Du hast nicht das im Sinn, was Gott will, sondern was die Menschen wollen. (Mt 16,23)

18 Woche im Jahreskreis     Donnerstag

Aus dem Heiligen Evangelium nach Matthäus - Mt 16,13-23

In jener Zeit, als Jesus in das Gebiet von Cäsarea Philippi kam, fragte er seine Jünger: Für wen halten die Leute den Menschensohn? 

Sie sagten: Die einen für Johannes den Täufer, andere für Elija, wieder andere für Jeremia oder sonst einen Propheten. 

Da sagte er zu ihnen: Ihr aber, für wen haltet ihr mich? 

Simon Petrus antwortete: Du bist der Messias, der Sohn des lebendigen Gottes! 

Jesus sagte zu ihm: Selig bist du, Simon Barjona; denn nicht Fleisch und Blut haben dir das offenbart, sondern mein Vater im Himmel. 

Ich aber sage dir: Du bist Petrus, und auf diesen Felsen werde ich meine Kirche bauen, und die Mächte der Unterwelt werden sie nicht überwältigen. 

Ich werde dir die Schlüssel des Himmelreichs geben; was du auf Erden binden wirst, das wird auch im Himmel gebunden sein, und was du auf Erden lösen wirst, das wird auch im Himmel gelöst sein. 

Dann befahl er den Jüngern, niemand zu sagen, dass er der Messias sei. 

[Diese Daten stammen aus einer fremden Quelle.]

Issue #1591, opened 2019-07-30
Pass payload by value, not by reference


coreymcg:
### What problem does this feature solve?
Currently the payload passed to mutation functions is by reference, not value. This allows the mutation functions to directly update the payload data rather than the state object.

As an example see [editTodo() in the todo demo](https://github.com/vuejs/vuex/blob/91f3e69ed9e290cf91f8885c6d5ae2c97fa7ab81/examples/todomvc/store/mutations.js#L17):

```javascript
editTodo (state, { todo, text = todo.text, done = todo.done }) {
  todo.text = text
  todo.done = done
}
```

There are 2 downsides to this.

The first is that the function is mutating the payload and not the state. It is not clear here what is being mutated. We now need to traverse all around the app to find out.

If the payload was instead passed by value then updating the value would not actually do anything. All mutation functions would need to update the state object. This would make vuex stores more explicit and understandable as well as ensure there is a clear boundary between it and the app. 

The second is that Vuex plugins cannot log the mutations to a server and replay them back later. Here is a pseudocode example:

```javascript
// replaying back mutation logs
let logs = await getLogsFromServer();
for (log in logs) {
  // any editTodo mutations passed in below will not work
  // as the mutation will update the "log" object instead of 
  // the actual todo in the state object
  this.store.commit(log.type, log.payload);
}
```

I'm working on a plugin that does this (similar to [redux-vcr](https://github.com/joshwcomeau/redux-vcr)) and it would be great if there was a systematic guarantee that it would work with all Vuex stores. 

### What does the proposed API look like?
Example - No changes needed
```javascript
mutations: {
  // current: n is passed by reference
  increment (state, n) { 
    state.count  = n
  }
}

mutations: {
  // proposed: n is passed by value
  increment (state, n) { 
    state.count  = n
  }
}
```

Example B - editTodo

```javascript
mutations: {
  // current - can update payload
  editTodo (state, { todo, text = todo.text, done = todo.done }) {
    todo.text = text
    todo.done = done
  }
}

mutations: {
  // proposed - with pass by value we 
  // must update the state object
  editTodo (state, todo) {
     const index = state.todos.findIndex(t => t.id === todo.id)
     if (index > -1) state.todos.splice(index, 1, todo)
  }
}
```

kiaking:
Interesting thoughts! Well, we allow this usage because we sometimes want to directly mutate the returned value from a getter, which is not available in a mutation. I agree that this usage is not clear and a bit confusing.

[...]

PR #1670, opened 2020-01-27
#1591 refactor: do not mutate mutation payload in the todo app example

kiaking:
Issue #1591

This PR refactors the mutation logic in todo example to not mutate mutation payload directly in the simplest form.

It's still using the reference to todo (at `indexOf`) but I think it's more clearer than before that Vuex recommends to not mutate payload directly.

### DIFF
--- a/examples/todomvc/store/mutations.js
+++ b/examples/todomvc/store/mutations.js
@@ -15,7 +15,6 @@ export const mutations = {
   },
 
   editTodo (state, { todo, text = todo.text, done = todo.done }) {
-    todo.text = text
-    todo.done = done
+    state.todos.splice(state.todos.indexOf(todo), 1, { ...todo, text, done })
   }
 }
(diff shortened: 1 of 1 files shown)


kiaking:
Hmmm... test is failing. It passes at local env so it might be timing issue... We should look into the e2e test to be more stable.

kiaking:
OK now test is passing.

examples/todomvc/store/mutations.js
```diff
@@ -15,7 +15,6 @@ export const mutations = {
   },
 
   editTodo (state, { todo, text = todo.text, done = todo.done }) {
-    todo.text = text
-    todo.done = done
+    state.todos.splice(state.todos.indexOf(todo), 1, { ...todo, text, done })
```
ktsn: Can we refactor it for readability? Having everything on one line looks a bit too packed.

```suggestion
    const index = state.todos.indexOf(todo)
    state.todos.splice(index, 1, { 
      ...todo, 
      text, 
      done 
    })
```

kiaking: Ah of course 👍

kiaking: Done!

PR #1676, opened 2020-02-06
fix(#1571): remove undefined payload from dispatch

miguelrincon:
Fix for #1571

Removes unused payloads from the dispatch calls.

- Original PR at https://github.com/vuejs/vuex/pull/1573.
- Solution was proposed at https://github.com/vuejs/vuex/issues/1571#issuecomment-505838341

### DIFF
--- a/src/store.js
+++ b/src/store.js
@@ -384,7 +384,7 @@ function makeLocalContext (store, namespace, path) {
         }
       }
 
-      return store.dispatch(type, payload)
+      return payload ? store.dispatch(type, payload) : store.dispatch(type)
     },
 
     commit: noNamespace ? store.commit : (_type, _payload, _options) => {
--- a/test/unit/store.spec.js
+++ b/test/unit/store.spec.js
@@ -77,6 +77,30 @@ describe('Store', () => {
     expect(store.state.a).toBe(3)
   })
 
+  it('dispatching actions without a payload', () => {
+    const store = new Vuex.Store({
+      state: {
+        a: false
+      },
+      mutations: {
+        [TEST] (state) {
+          state.a = true
+        }
+      },
+      actions: {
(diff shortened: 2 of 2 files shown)


kiaking:
@miguelrincon Thanks for the PR! Would it be possible to add test for this? (in case of regression

miguelrincon:
@kiaking Added a test but it's not what I expect.

I test for `arguments` in the spec, do you have a suggestion to fix? Is the spec wrong?

kiaking:
OK, maybe we have something wrong here. I've tested the following on current implementation.

```js
       state: {
         a: false
       },
       actions: {
         action ({ dispatch }) {
           console.log(arguments)
         }
       },
       modules: {
         b: {
           actions: {
             action ({ dispatch }) {
               console.log('action B', arguments)
             }
           }
         }
       }
     })
     store.dispatch('action')
     store.dispatch('b/action')     const store = new Vuex.Store({
       state: {
         a: false
       },
       actions: {
         action ({ dispatch }) {
           console.log(arguments)
         }
       },
       modules: {
         b: {
           actions: {
             action ({ dispatch }) {
               console.log('action B', arguments)
             }
           }
         }
       }
     })
     store.dispatch('action')
     store.dispatch('b/action')
```

Now, both `distapch('action')` and `dispatch('b/action')` got 2 arguments, one is the action context, and 2nd is `undefined` (payload). Which is not what #1571 was expecting. The former one should not receive the `undefined`, though it does.

The base issue's request was to make both static action and namespaced action to be consistent, and it is now.

Not how did this happened by maybe with some change we had since the issue was opened.

Therefore, I would say let's just skip this fix, and leave it as is, since it is now already having consistent behavior.

kiaking:
Closing due to the original issue has been closed.

PR #1678, opened 2020-02-09
refactor: remove extra loops in dispatch()

cjihrig:
This commit replaces two chained `filter()`-`forEach()` sequences in `dispatch()` with single `forEach()`s.

### DIFF
--- a/src/store.js
+++ b/src/store.js
@@ -136,8 +136,7 @@ export class Store {
     try {
       this._actionSubscribers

Von da an begann Jesus, seinen Jüngern zu erklären, er müsse nach Jerusalem gehen und von den Ältesten, den Hohenpriestern und den Schriftgelehrten vieles erleiden; er werde getötet werden, aber am dritten Tag werde er auferstehen. 

Da nahm ihn Petrus beiseite und machte ihm Vorwürfe; er sagte: Das soll Gott verhüten, Herr! Das darf nicht mit dir geschehen! 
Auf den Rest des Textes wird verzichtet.